↓↓↓

Issue #1294, opened 2019-01-03
Draft build recipe and bug workaround for QE6.3 on Summit IBM P9


prckent:
I plan to add some build instructions for QE6.3 to the manual since QE does not build out of the box due to minor architecture issues.  The unreleased develop version has fixes by Pietro Delugas but our converter patches v6.3. Suggestions welcome.

```
#!/usr/bin/bash
module load gcc/6.4.0 #6.4.0 was default on 2019-01-03
module load essl
module load netlib-lapack #because ESSL does not provided needed LAPACK functionality
module load hdf5
module load fftw
export FFTW_HOME=$OLCF_FFTW_ROOT
module -t list
./download_and_patch_qe6.3.sh
cd qe-6.3
cd archive
mv fox.tgz fox.tgz_orig
wget https://gitlab.com/QEF/q-e/raw/develop/archive/fox.tgz # Latest FoX on develop is patched for PPC64 architectures
cd ..
./configure --with-hdf5=$OLCF_HDF5_ROOT
cp -p make.inc make.inc_orig
sed 's/libhdf5.a /libhdf5.a -L/g' make.inc_orig >make.inc # Incorrect awk in install/configure drops library dir for zlib
make pw
```

prckent:
The above does not use ESSL yet.

prckent:
Now part of #1301

Issue #1292, opened 2019-01-03
Nexus tests are not created


prckent:
Nexus tests are missing from cdash and nightly testing. Seemingly they are no longer added as part of the configure despite a lack of warnings. e.g. https://cdash.qmcpack.org/CDash/viewConfigure.php?buildid=37253
```
Adding test example_He_from_gamess-1-1
Adding Nexus tests
-- Configuring done
```
Presumably this is a slight misconfiguration somewhere. e.g. due to the recent renaming.

PR #4375, opened 2022-12-20
Add VPs to SOECP

camelto2:
## Proposed changes

This PR adds VirtualParticleSets to SOECPs. This essentially makes it so that we no longer have to add an additional keyword to run with SOECPs since it can now use the default batched path with virtual particles. 

Note that while this is only implemented in the legacy APIs, this actually enables SOECPs to be used in the batched code since the default behavior of OperatorBase is to fallback to a loop over single walker APIs. So effectively, we have a path to run using the batched code, although it won't be as efficient as the mw implementation (coming soon). 

I did a little refactoring in SOECP, and had to change the makeMoves API in VirtualParticleSet so that we also store the current electron spin...otherwise the NonLocalECP part was failing when spinors were enabled. 

I also updated the short/long/determinanistic tests for bccMo to remove the algorithm=non-batched so that it uses the batched by default.

Also, I'm trying to make it so that I don't use raw pointers for the VirtualParticleSet (that's how it is still done in NonLocalECPComponent as well) and use smart pointers, but I ran into some hiccups as I was trying to change that and other things to use smart pointers. I'm still playing with that, but I wanted to go ahead and get this up so the rest of the code could be looked at. 

- New feature

- No

my mac

## Checklist

### DIFF
--- a/src/Particle/VirtualParticleSet.cpp
+++ b/src/Particle/VirtualParticleSet.cpp
@@ -116,6 +116,31 @@ void VirtualParticleSet::makeMoves(int jel,
   update();
 }
 
+/// move virtual particles to new postions and update distance tables
+void VirtualParticleSet::makeMovesWithSpin(int jel,
+                                           const PosType& ref_pos,
+                                           const std::vector<PosType>& deltaV,
+                                           const RealType& ref_spin,
+                                           const std::vector<RealType>& deltaS,
+                                           bool sphere,
+                                           int iat)
+{
+  if (sphere && iat < 0)
+    throw std::runtime_error(
+        "VirtualParticleSet::makeMoves is invoked incorrectly, the flag sphere=true requires iat specified!");
+  onSphere      = sphere;
+  refPtcl       = jel;
+  refSourcePtcl = iat;
+  assert(R.size() == deltaV.size());
+  assert(spins.size() == deltaS.size());
+  for (size_t ivp = 0; ivp < R.size(); ivp++)
+  {
+    R[ivp]     = ref_pos + deltaV[ivp];
+    spins[ivp] = ref_spin + deltaS[ivp];
+  }
+  update();
+}
+
 void VirtualParticleSet::mw_makeMoves(const RefVectorWithLeader<VirtualParticleSet>& vp_list,
                                       const RefVector<const std::vector<PosType>>& deltaV_list,
                                       const RefVector<const NLPPJob<RealType>>& joblist,
--- a/src/Particle/VirtualParticleSet.cpp
+++ b/src/Particle/VirtualParticleSet.cpp
@@ -99,7 +99,7 @@ void VirtualParticleSet::releaseResource(ResourceCollection& collection,
 
 /// move virtual particles to new postions and update distance tables
 void VirtualParticleSet::makeMoves(int jel,
-                                   const PosType& ref_pos,
+                                   const ParticleSet& p,
                                    const std::vector<PosType>& deltaV,
                                    bool sphere,
                                    int iat)
@@ -112,15 +112,17 @@ void VirtualParticleSet::makeMoves(int jel,
   refSourcePtcl = iat;
   assert(R.size() == deltaV.size());
   for (size_t ivp = 0; ivp < R.size(); ivp++)
-    R[ivp] = ref_pos + deltaV[ivp];
+  {
+    R[ivp]     = p.R[jel] + deltaV[ivp];
+    spins[ivp] = p.spins[jel]; //no spin deltas in this API
+  }
   update();
 }
 
 /// move virtual particles to new postions and update distance tables
 void VirtualParticleSet::makeMovesWithSpin(int jel,
-                                           const PosType& ref_pos,
+                                           const ParticleSet& p,
                                            const std::vector<PosType>& deltaV,
-                                           const RealType& ref_spin,
                                            const std::vector<RealType>& deltaS,
                                            bool sphere,
                                            int iat)
@@ -135,8 +137,8 @@ void VirtualParticleSet::makeMovesWithSpin(int jel,
   assert(spins.size() == deltaS.size());
   for (size_t ivp = 0; ivp < R.size(); ivp++)
   {
-    R[ivp]     = ref_pos + deltaV[ivp];
-    spins[ivp] = ref_spin + deltaS[ivp];
+    R[ivp]     = p.R[jel] + deltaV[ivp];
+    spins[ivp] = p.spins[jel] + deltaS[ivp];
   }
   update();
 }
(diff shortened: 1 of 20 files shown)


src/Particle/VirtualParticleSet.h
```diff
@@ -75,16 +75,19 @@ class VirtualParticleSet : public ParticleSet
...
      * @param deltaV Position delta for virtual moves.
      * @param sphere set true if VP are on a sphere around the reference source particle
      * @param iat reference source particle
      */
-  void makeMoves(int jel,
-                 const PosType& ref_pos,
-                 const std::vector<PosType>& deltaV,
-                 bool sphere = false,
-                 int iat     = -1);
+  void makeMoves(int jel, const ParticleSet& p, const std::vector<PosType>& deltaV, bool sphere = false, int iat = -1);
```
ye-luo, line 83: Only exposing ref_pos is preferred. Please add two argument ref_pos and ref_spinor instead of particleset. Also add function comment.

src/QMCHamiltonians/tests/test_ecp.cpp
```diff
@@ -536,21 +536,32 @@ TEST_CASE("Evaluate_soecp", "[hamiltonian]")
...
-      if (sopp != nullptr && dist[iat] < sopp->getRmax())
+      const auto& dist  = myTable.getDistRow(jel);
+      const auto& displ = myTable.getDisplRow(jel);
+      for (int iat = 0; iat < ions.getTotalNum(); iat++)
       {
-        Value1 += sopp->evaluateOne(elec, iat, psi, jel, dist[iat], RealType(-1) * displ[iat]);
+        if (sopp != nullptr && dist[iat] < sopp->getRmax())
+        {
+          Value1 += sopp->evaluateOne(elec, iat, psi, jel, dist[iat], RealType(-1) * displ[iat]);
+        }
```
ye-luo, line 551: Could you remove two layers of `{}`

ye-luo (changes requested):

src/Particle/VirtualParticleSet.h
camelto2: done

src/QMCHamiltonians/tests/test_ecp.cpp
camelto2: done

src/Particle/VirtualParticleSet.cpp
```diff
@@ -112,7 +113,35 @@ void VirtualParticleSet::makeMoves(int jel,
   refSourcePtcl = iat;
   assert(R.size() == deltaV.size());
   for (size_t ivp = 0; ivp < R.size(); ivp++)
-    R[ivp] = ref_pos + deltaV[ivp];
+  {
+    R[ivp]     = ref_pos + deltaV[ivp];
+    spins[ivp] = ref_spin; //no spin deltas in this API
```
ye-luo, line 118: I'm not getting why `spins` needs to be updated. When not using spinor, Should the whole run not depending on the value of spins? Will there be any issue if we keep makeMoves untouched?

ye-luo:
Test this please

src/Particle/VirtualParticleSet.cpp
camelto2: Not for normal calculations. But for calculations that do include spinors yes it does matter. We still have NonLocalECPs used in spinor calculations, so if those evaluateRatios don't use VPs that have up to date spin values, the ratio evaluations are wrong

camelto2: Basically, if we don't have spinors then the original behavior of makeMoves would be fine. But if we do have spinors, then I need it to also have up to date spins (but no actual displacement from their original values). 

I wasn't sure of the best way to handle this.

camelto2: For reference, if I don't keep the spins up to date in NonLocalECPComponent, then I get the following

> mymac:build_gcc cmelton$ ctest -R SOREP-vmc                              
Test project /Users/cmelton/Software/qmcpack/build_gcc
      Start 1286: short-bccMo_2x1x1_SOREP-vmc_sdj-1-16
 1/24 Test #1286: short-bccMo_2x1x1_SOREP-vmc_sdj-1-16 ......................   Passed   81.97 sec
      Start 1287: short-bccMo_2x1x1_SOREP-vmc_sdj-1-16-kinetic
 2/24 Test #1287: short-bccMo_2x1x1_SOREP-vmc_sdj-1-16-kinetic ..............   Passed    0.03 sec
      Start 1288: short-bccMo_2x1x1_SOREP-vmc_sdj-1-16-totenergy
 3/24 Test #1288: short-bccMo_2x1x1_SOREP-vmc_sdj-1-16-totenergy ............***Failed    0.02 sec
      Start 1289: short-bccMo_2x1x1_SOREP-vmc_sdj-1-16-eeenergy
 4/24 Test #1289: short-bccMo_2x1x1_SOREP-vmc_sdj-1-16-eeenergy .............   Passed    0.02 sec
      Start 1290: short-bccMo_2x1x1_SOREP-vmc_sdj-1-16-samples
 5/24 Test #1290: short-bccMo_2x1x1_SOREP-vmc_sdj-1-16-samples ..............   Passed    0.02 sec
      Start 1291: short-bccMo_2x1x1_SOREP-vmc_sdj-1-16-potential
 6/24 Test #1291: short-bccMo_2x1x1_SOREP-vmc_sdj-1-16-potential ............***Failed    0.02 sec
      Start 1292: short-bccMo_2x1x1_SOREP-vmc_sdj-1-16-ionion
 7/24 Test #1292: short-bccMo_2x1x1_SOREP-vmc_sdj-1-16-ionion ...............   Passed    0.02 sec
      Start 1293: short-bccMo_2x1x1_SOREP-vmc_sdj-1-16-localecp
 8/24 Test #1293: short-bccMo_2x1x1_SOREP-vmc_sdj-1-16-localecp .............   Passed    0.02 sec
      Start 1294: short-bccMo_2x1x1_SOREP-vmc_sdj-1-16-nonlocalecp
 9/24 Test #1294: short-bccMo_2x1x1_SOREP-vmc_sdj-1-16-nonlocalecp ..........***Failed    0.02 sec
      Start 1295: short-bccMo_2x1x1_SOREP-vmc_sdj-1-16-soecp
10/24 Test #1295: short-bccMo_2x1x1_SOREP-vmc_sdj-1-16-soecp ................   Passed    0.02 sec

ye-luo: > so if those evaluateRatios don't use VPs that have up to date spin values, the ratio evaluations are wrong

evaluateRatios should be fixed to handle VP isSpinor() true and false cases. It should not blindly use spins. VP isSpinor() should carry identical value as the ParticleSet it constructs from.

ye-luo: Thanks for the info and I have a better picture now. I will make a follow up PR to consolidate APIs.

ye-luo (approved):

PR #4376, opened 2022-12-22
Remove use of bmpi3 deprecated functions

correaa:
## Proposed changes

remove artificial uses of deprecated BMPI3 functions, like assignments.

- No

Ubuntu 22.04

## Checklist


src/QMCApp/qmcapp.cpp
```diff
@@ -46,7 +46,7 @@ int main(int argc, char** argv)
   using namespace qmcplusplus;
 #ifdef HAVE_MPI
   mpi3::environment env(argc, argv);
-  OHMMS::Controller->initialize(env);
+  OHMMS::Controller = new Communicate(env.world());
```
ye-luo, line 49: Memory leak. First allocated https://github.com/QMCPACK/qmcpack/blob/f1bfdccbd4abd1d57892c00dbb570ecbf2949370/src/Message/Communicate.cpp#L35

correaa: the memory leak is there anyway because the global controller is initialized with `new` anyway. The correct way would be to use a `std::unique_ptr` but fixing the leak was not the idea here.

correaa:
let's continue in the other PR https://github.com/QMCPACK/qmcpack/pull/4377. 
This one is mixed with the update in the library.

PR #4379, opened 2023-01-04
Protect complex reduction in real builds.

ye-luo:
## Proposed changes
Getting llvm-link error in real builds with icpx due to unprotected reduction on complex in offload regions. 

- Bugfix

- No

sunspot

## Checklist


ye-luo:
Test this please

prckent (approved):
Q. Since we will likely gain more of these workarounds, how about adding // COMPILER WORKAROUND or similar so that we can find these in future?

prckent:
Test this please

ye-luo:
> Q. Since we will likely gain more of these workarounds, how about adding // COMPILER WORKAROUND or similar so that we can find these in future?

Added on https://github.com/QMCPACK/qmcpack/pull/4380 which needs a new approval

PR #4382, opened 2023-01-05
Restore old interop scheme using level_zero.

ye-luo:
## Proposed changes
Using OpenMP interop to directly create SYCL queue has a lot of limitations. Revert to the old way exposing only the Level0 device and context object.

- Other (please describe):

- No

sunspot

## Checklist


ye-luo:
Test this please

PDoakORNL (approved):
We can only leverage the performance portability from openmp as much as is usable.

PR #4384, opened 2023-01-05
Sycl queue created instead of copy

ye-luo:
## Proposed changes
SYCL queue copy constructor only does shallow copy. Underlying level 0 objects are shared and caused performance penalty due to undesired entanglement.
Make actual queue creation from device and context instead of copying.

- Bugfix

- No

sunspot

## Checklist


ye-luo:
Test this please

prckent (approved):
LGTM

PR #4385, opened 2023-01-06
Nexus: Handle pickle protocols between python versions

kayahans:
## Proposed changes

Handles the pickle (https://docs.python.org/3/library/pickle.html) protocol differences that can arise due to using different python versions, (such as using multiple computers having different python versions, but sharing the same filesystem). In the current code, if python 3.8 is used to generate pickle (.p) files, nexus uses protocol 5. If python 3.7 is used to rerun the same script, protocol 5 is not accessible in that python version (https://docs.python.org/3/library/pickle.html#data-stream-format)

- No

Andes, Summit

## Checklist


prckent (changes requested):
Please add exception handling on the pickle5 import and print a message about why it is needed if the import fails.

The mixed python situation is fairly common. e.g. Old system python, user installed recent python.

prckent:
While tweaking this code, add some error handling on the open call? Or is the file always guaranteed to be there and readable at this point?

kayahans:
Import error exception is added, please check. File is always guaranteed to be there and readable per nexus workflows.

prckent (approved):
LGTM

I tweaked the message since there are many ways to install python modules and pip might not be the relevant one.

prckent:
Test this please

ye-luo (approved):

ye-luo:
Test this please

PR #4378, opened 2022-12-22
Update reference ParticleSet handling in VirtualParticleSet

ye-luo:
## Proposed changes
It is better to update the reference ParticleSet whenever makeMoves happen.

## What type(s) of changes does this code introduce?
- Refactoring

### Does this introduce a breaking change?
- No

## What systems has this change been tested on?
laptop

## Checklist
- Yes. This PR is up to date with current the current state of 'develop'
- Yes. Code added or changed in the PR has been clang-formatted

PR #4388, opened 2023-01-07
Fix refPS assignment

ye-luo:
## Proposed changes
Fix a bug introduced in #4378
https://cdash.qmcpack.org/CDash/testDetails.php?test=24412236&build=387147

Also add a few missing resource lock in performance tests.

- Bugfix

- No

epyc-server

## Checklist


ye-luo:
Test this please

prckent (approved):
Q. How do you think this could this have been caught sooner? Deterministic test with offload in CI? Can we exercise this code more with a unit test or at least not full run?

ye-luo:
> Q. How do you think this could this have been caught sooner? Deterministic test with offload in CI? Can we exercise this code more with a unit test or at least not full run?

Should use unit test. Should not counting on deterministic simulation test to exactly cover this case.

PR #4389, opened 2023-01-08
Update intel classic compiler version minimum to 2021.1

ye-luo:
## Proposed changes
Too old intel classic compilers are too painful to deal with. See https://github.com/QMCPACK/qmcpack/pull/4359 CI failure.
Raised to >=2021.1 released in the end of 2020 (as part of oneapi 2021.1)
@williamfgc Update CI will be needed to merge this PR.

## What type(s) of changes does this code introduce?
- Build related changes

### Does this introduce a breaking change?
- No

## What systems has this change been tested on?
bora

## Checklist
- Yes. This PR is up to date with current the current state of 'develop'

Issue #4326, opened 2022-11-14
Intel OneAPI compiler needed in sulfur CI


prckent:
One day we will have to drop the classic Intel compiler. (Re: #4319 )

Before whenever that is, we should have a OneAPI build fully working in self-hosted CI.
`$source /opt/intel/oneapi/setvars.sh  intel64`

PR #4393, opened 2023-01-10
Bump icc version to 2021 from oneAPI 2023 on sulfur CI

williamfgc:
## Proposed changes

Uses classic compiler icc inside oneAPI (to be deprecated) on sulfur CI
Related to #4389 , #4326 , #4359 
Move eventually to oneAPI icx compiler

- No

sulfur 

## Checklist


ye-luo (approved):
LGTM. @prckent please force merge.

prckent (approved):
I'll approve and merge this, but on the next update I realized we should do a couple of things:

- This job should be called IntelClassic and not have the numerical component in it to avoid confusion. 
- After sourcing compilervars.sh the compilers will be first on the path, so the OMPI lines should be export OMPI_CC=`which icc`  etc. The script will either fail or not use the expected compiler next minor version update from Intel due to hardcoded paths.  The GITHUB_ENV lines also need changing.
- For coverage of different numerical libraries, this build should use MKL from the OneAPI install and not OpenBLAS.

PR #4394, opened 2023-01-10
Test NLPP parameter derivative

markdewing:
This test provides a use-case for #4369.  I tried adding a "debug_" prefix to the flag, but "debug_randomize_grid" looks like "debug" is a verb.  Having a default of "true" for normal operation seemed strange. 
In this PR, the sense of the flag is flipped and named "disable_randomize_grid".  This seems to be more natural as normal operation has the flag off.

There are alternatives to using this flag, but I didn't pursue them:
1. Apply the same random grid rotation in the script.  This adds an extra step to the calculation, which make debugging harder.  It also makes the values depend on the precise numbers coming from the random number generator (If the RNG changes, then the test needs to change)
2. Could address that second point by using FakeRandom, but that introduces other complications into the build.

To simplify the comparison script, there are no long-range sums.   There is no e-e or i-i term in the Hamiltonian, and the pseudopotential has pbc="no".

The wavefunction uses a multideterminant wavefunction.  In the future, this test can be copied and changed to use a single determinant wavefunction to test the fixes needed in that case.

- No

desktop

## Checklist


prckent:
I agree with your `disable_randomize_grid` logic. Can merge it here or in the older PR.

prckent (commented):
Are you proposing to move all the existing potentials to tests/pseudopotentials_for_tests in a later PR?

markdewing:
I moved this pseudopotential because it made it easier to add it to the list in QMCHamiltonians/tests/CMakeLists.txt.   The existing placement of pseudopotential files seems to be a mix of in-place, and linked to pseudopotentials_for_tests.  I could move other existing files if you want, in a future PR.

prckent (approved):
LGTM

Browsing via the web it looks like most potentials have already been relocated. If you can move any remaining for consistency, please do.

prckent:
Test this please

PR #5495, opened 2025-05-06
fix missing consts for ParticleSet randomize for source

PDoakORNL:
## Proposed changes
randomizeFromSource does not and should not get a nonconst reference to the source particle set.
It has always been "incorrect" to call the addAttribute in this way but it pretty clearly was the standard way of getting an index for an attribute. In 2010 Ken Essler, was either a. unware or b. aware and unwilling to challenge the SpeciesSet API. 

I need to do this to do other work at a reasonable level of quality and the API  _should have already been this way_.
I believe that there is still a potential issue here if a ParticleSet without charge and membersize attributes already set is passed in but at least now it doesn't mutate an input argument that the caller wouldn't expect to be changed.

- Bugfix
- New feature

- No

## Checklist

* * [x ] This PR is up to date with the current state of 'develop'
* * [x ] Code added or changed in the PR has been clang-formatted
* * [x ] This PR adds tests to cover any new code, or to catch a bug that is being fixed
* * [x ] Documentation has been added (if appropriate)

### DIFF
--- a/src/CMakeLists.txt
+++ b/src/CMakeLists.txt
@@ -126,6 +126,24 @@ if(QMC_BUILD_SANDBOX_ONLY)
 
 else() #{{{
 
+  # a target for the minimal testing pools.
+  # This should be used by test programs using any of the minimal
+  # pools
+  #
+  # What it does:
+  # It removes the need to include a relative
+  # path into another modules testing directory to use a minimal pools
+  #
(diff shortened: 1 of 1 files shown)


ye-luo:
Test this please

ye-luo (approved):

↑↑↑

◆ **PROBLEM TO SOLVE**
Search the entries for the word "deprecated" and report how many lines contain it, as a bare number.

◆ **RESPONSE TO THIS TASK**
3